__Requirement__
Reproduce the whole listing below exactly.

__Records shown__

* * * * * * * * *

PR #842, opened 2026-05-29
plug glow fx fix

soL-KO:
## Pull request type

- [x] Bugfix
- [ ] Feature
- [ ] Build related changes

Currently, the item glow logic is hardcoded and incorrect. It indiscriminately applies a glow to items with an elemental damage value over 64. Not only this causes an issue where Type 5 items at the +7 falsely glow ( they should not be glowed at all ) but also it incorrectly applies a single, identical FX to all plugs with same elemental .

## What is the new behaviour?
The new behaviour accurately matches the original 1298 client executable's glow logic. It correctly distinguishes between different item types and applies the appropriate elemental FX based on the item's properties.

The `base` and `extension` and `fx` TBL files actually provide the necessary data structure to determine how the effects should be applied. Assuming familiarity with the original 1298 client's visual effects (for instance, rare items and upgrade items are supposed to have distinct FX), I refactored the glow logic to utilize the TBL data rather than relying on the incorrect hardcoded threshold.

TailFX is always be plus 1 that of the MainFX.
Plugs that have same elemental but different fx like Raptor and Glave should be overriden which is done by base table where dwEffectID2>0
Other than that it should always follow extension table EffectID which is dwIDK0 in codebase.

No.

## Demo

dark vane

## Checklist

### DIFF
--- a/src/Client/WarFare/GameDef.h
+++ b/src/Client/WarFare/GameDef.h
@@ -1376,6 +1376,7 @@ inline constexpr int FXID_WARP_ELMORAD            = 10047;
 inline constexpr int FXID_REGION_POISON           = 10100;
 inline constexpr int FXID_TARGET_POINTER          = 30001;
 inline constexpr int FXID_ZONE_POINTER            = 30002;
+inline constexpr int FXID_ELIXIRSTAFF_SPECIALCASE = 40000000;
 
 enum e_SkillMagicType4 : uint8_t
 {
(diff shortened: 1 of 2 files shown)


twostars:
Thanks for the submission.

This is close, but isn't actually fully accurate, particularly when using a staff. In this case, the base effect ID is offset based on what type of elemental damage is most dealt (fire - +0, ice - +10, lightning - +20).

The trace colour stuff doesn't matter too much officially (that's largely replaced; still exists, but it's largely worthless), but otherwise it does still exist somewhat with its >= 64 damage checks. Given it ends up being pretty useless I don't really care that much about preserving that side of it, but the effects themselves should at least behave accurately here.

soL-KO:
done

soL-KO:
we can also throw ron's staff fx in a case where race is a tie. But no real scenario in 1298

* * * * * * * * *

__Result of this task__
PR #842, opened 2026-05-29
plug glow fx fix

soL-KO:
## Pull request type

- [x] Bugfix
- [ ] Feature
- [ ] Build related changes

Currently, the item glow logic is hardcoded and incorrect. It indiscriminately applies a glow to items with an elemental damage value over 64. Not only this causes an issue where Type 5 items at the +7 falsely glow ( they should not be glowed at all ) but also it incorrectly applies a single, identical FX to all plugs with same elemental .

## What is the new behaviour?
The new behaviour accurately matches the original 1298 client executable's glow logic. It correctly distinguishes between different item types and applies the appropriate elemental FX based on the item's properties.

The `base` and `extension` and `fx` TBL files actually provide the necessary data structure to determine how the effects should be applied. Assuming familiarity with the original 1298 client's visual effects (for instance, rare items and upgrade items are supposed to have distinct FX), I refactored the glow logic to utilize the TBL data rather than relying on the incorrect hardcoded threshold.

TailFX is always be plus 1 that of the MainFX.
Plugs that have same elemental but different fx like Raptor and Glave should be overriden which is done by base table where dwEffectID2>0
Other than that it should always follow extension table EffectID which is dwIDK0 in codebase.

No.

## Demo

dark vane

## Checklist

### DIFF
--- a/src/Client/WarFare/GameDef.h
+++ b/src/Client/WarFare/GameDef.h
@@ -1376,6 +1376,7 @@ inline constexpr int FXID_WARP_ELMORAD            = 10047;
 inline constexpr int FXID_REGION_POISON           = 10100;
 inline constexpr int FXID_TARGET_POINTER          = 30001;
 inline constexpr int FXID_ZONE_POINTER            = 30002;
+inline constexpr int FXID_ELIXIRSTAFF_SPECIALCASE = 40000000;
 
 enum e_SkillMagicType4 : uint8_t
 {
(diff shortened: 1 of 2 files shown)


twostars:
Thanks for the submission.

This is close, but isn't actually fully accurate, particularly when using a staff. In this case, the base effect ID is offset based on what type of elemental damage is most dealt (fire - +0, ice - +10, lightning - +20).

The trace colour stuff doesn't matter too much officially (that's largely replaced; still exists, but it's largely worthless), but otherwise it does still exist somewhat with its >= 64 damage checks. Given it ends up being pretty useless I don't really care that much about preserving that side of it, but the effects themselves should at least behave accurately here.

soL-KO:
done

soL-KO:
we can also throw ron's staff fx in a case where race is a tie. But no real scenario in 1298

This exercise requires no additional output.